Norbert thought for a moment.
"You know," he said, "there's nothing to stop us taking the money to Venceborn ourselves. We could just avoid them on the road, and cut across country. Why are we giving them half the fee when we're doing more than half the work?"
Boris's face darkened.
"I never thought I would hear a squire of mine actually suggest stealing," he said.
"How is it stealing if we're owed more than we're getting?" said Norbert.
"We made a deal, lad," said Boris angrily. "We shook hands on a figure. A real man doesn't go back on a handshake."
"But it's not fair," said Norbert. "We deserve more than half."
"Deserve has nothing to do with it," Boris cried. "If everyone in the country got what they deserved, there'd be a gibbet on every corner. A deal is a deal. I don't wish to hear another word about it."

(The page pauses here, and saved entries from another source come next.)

PR #11887, opened 2026-02-17
perf: Batch per-package git subprocess calls into repo-wide index

anthonyshew:
## Summary

Turborepo spawns 2 git subprocesses (`git ls-tree` + `git status`) per package during file hashing. For large monorepos, this means hundreds of `fork`/`exec`/`waitpid` cycles that dominate the hot path. This PR replaces them with 2 repo-wide git commands whose results are cached and filtered per-package in-memory.

### 1. Profiling

CPU profiles of `turbo run --dry` on a large monorepo (~300 packages) showed that `append_git_status` (89.5% self time, 28 calls) and `git_ls_tree` (59.7%, 28 calls) were the top two functions by self time in the hot-cache path. Both are subprocess spawns that happen once per package in `get_package_file_hashes_from_index`.

### 2. Batching git calls into a repo-wide index

`RepoGitIndex` runs `git ls-tree -r -z HEAD` and `git status --untracked-files --no-renames -z` once at the git repo root (in parallel via `std::thread::scope`), then stores:
- A `BTreeMap<RelativeUnixPathBuf, String>` for committed file hashes (enables O(log N) prefix-range lookups per package)
- A sorted `Vec<RepoStatusEntry>` for working tree changes (enables binary-search + early-exit per package)

When `get_package_file_hashes_from_index` is called for a package, it filters the cached data by prefix range instead of spawning subprocesses.

### 3. Small repo opt-out

For repos with fewer than 16 packages, the overhead of repo-wide git commands + BTreeMap construction exceeds the per-package subprocess savings. These repos skip the index entirely and use the original code path.

### 4. File descriptor safety

Removing the per-package subprocesses eliminated the bottleneck that naturally throttled rayon parallelism — each subprocess had its own fd table and blocked its thread for hundreds of milliseconds. Without that bottleneck, all rayon threads reach the file-IO phase simultaneously, which can exhaust the OS file descriptor limit in two ways:

- **globwalk** (packages with custom inputs) uses rayon's `into_par_iter` internally, creating nested parallel directory traversal that holds many directory handles open. An `IoSemaphore` serializes these operations (limit=1). Packages without custom inputs — the common case — run fully parallel with no semaphore.

- **Cascading failures**: when `hash_objects` or globwalk hits EMFILE, the old code fell back to manual hashing via `ignore::WalkBuilder`, which opened even more files. `Error::is_resource_exhaustion` now detects OS resource errors (including through wax's wrapped error chains) and propagates them directly.

So, TL;DR: we now have a semaphore to ensure we don't exhaust fd.

## Benchmarks

All benchmarks: `hyperfine` with `--warmup`, `--dry` flag (no task execution), `--skip-infer --no-daemon`.

### Small repo (~6 packages)

```
Benchmark 1 (this PR):  652.3 ms ± 48.3 ms
Benchmark 2 (main):     667.2 ms ± 44.2 ms

Summary: 1.02 ± 0.10 times faster (neutral — index is skipped)
```

### Medium repo (~100 packages)

```
Benchmark 1 (this PR):  1.824 s ± 0.157 s    [User: 5.504 s, System: 0.910 s]
Benchmark 2 (main):     2.007 s ± 0.168 s    [User: 8.746 s, System: 3.321 s]

Summary: 1.10 ± 0.13 times faster
```

### Large repo (~300 packages)

```
Benchmark 1 (this PR):  6.796 s ± 0.046 s    [User: 40.302 s, System: 1.938 s]
Benchmark 2 (main):     9.318 s ± 0.092 s    [User: 67.119 s, System: 21.107 s]

Summary: 1.37 ± 0.02 times faster
```

The System time reductions on the large repo reflect the elimination of hundreds of subprocess spawns, and how the speedup scales with package count.

### DIFF
--- a/crates/turborepo-scm/src/package_deps.rs
+++ b/crates/turborepo-scm/src/package_deps.rs
@@ -131,12 +131,6 @@ impl GitRepo {
             return self.get_package_file_hashes_from_index(turbo_root, package_path, repo_index);
         }
 
-        // Paths below use globwalk, which does parallel directory traversal
-        // via rayon and can hold hundreds of directory handles open. Before
-        // the repo index optimization, per-package git subprocesses blocked
-        // rayon threads, limiting how many globwalks ran at once. With the
-        // index, threads reach globwalk near-instantly. Serialize globwalk
-        // operations to prevent fd exhaustion.
         let _permit = repo_index.map(|idx| idx.io_semaphore.acquire());
 
         // we have inputs, but no $TURBO_DEFAULT$


crates/turborepo-scm/src/package_deps.rs
```diff
@@ -109,12 +122,23 @@ impl GitRepo {
...
-            return self.get_package_file_hashes_from_index(turbo_root, package_path);
+            return self.get_package_file_hashes_from_index(turbo_root, package_path, repo_index);
         }
 
+        // Paths below use globwalk, which does parallel directory traversal
+        // via rayon and can hold hundreds of directory handles open. Before
+        // the repo index optimization, per-package git subprocesses blocked
+        // rayon threads, limiting how many globwalks ran at once. With the
+        // index, threads reach globwalk near-instantly. Serialize globwalk
+        // operations to prevent fd exhaustion.
```
anthonyshew:
```suggestion
```

PR #11898, opened 2026-02-18
perf: Optimize pnpm lockfile transitive closure resolution

anthonyshew:
## Summary

- Optimizes lockfile dependency resolution for pnpm repositories, reducing `transitive_closure` wall time by ~20%
- Five targeted changes to `turborepo-lockfiles` that eliminate redundant work in the hot path

## Benchmarks

**Large pnpm monorepo (~1000 packages):**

Norbert shut up, and the ride passed in an uncomfortable silence until that evening.
When they had stopped to camp for the night, and Norbert was seeing to the horses, Boris came over to him.
"I'm sorry I shouted, lad," he said. "But I meant what I said. I just get upset when I hear
talk of breaking deals. It was going back on a deal that got us into the last war."
"I'm sorry," said Norbert, feeling awful. "I shouldn't have suggested it."
"It's in you young folk," said Boris. "You're more interested in getting a thing done than in getting it done the right way. I don't blame you. But, you know, the world only keeps turning as long as men of good will are willing to stick to their word."
"Yes, sir," said Norbert, nodding.
Boris said things like that a lot. Norbert never really knew what he meant.
"Good lad," said Boris. "See, this is part of your education. This is why you're with me in the first place. Now, we'll say no more about it. Let's have a bite and a rest, eh?" He smiled, clapped Norbert on the shoulder and went over to the fire.
Not for the first time, Norbert was glad that Boris hated fighting so much. Norbert didn't like it either, and a happy Boris was a good deal better company than a grumpy Boris.
They had a pleasant evening. Boris had ensured that Norbert had properly provisioned them, with the result that they had plump chicken with bacon and leeks to eat, and not dry, charred rabbit with cornmeal porridge. There was plenty of wine for Boris, and Norbert had even secured a couple of skins of spring water. Then Boris slept, and Norbert took the first watch.
***
Norbert woke up to find the next day grey and rainy. They breakfasted on tea, and bread that had been toasted and smeared with the rendered fat of the chicken. Then they were off again.
They hadn't gone far, and were approaching a bend in the road, when they heard a cry and the galloping of hooves which soon died away. Boris spurred his horse into a trot, and they rounded the bend to find a horse standing a little way down the road and, in a ditch, a girl in a yellow dress wearing a grey shawl, apparently unconscious.
"Great god," Boris exclaimed, and he reined his horse in. Norbert stopped too and dismounted and brought the steps, but Boris, his gentlemanliness temporarily getting the better of his stiff legs, dismounted without it and hurried over to the fallen girl.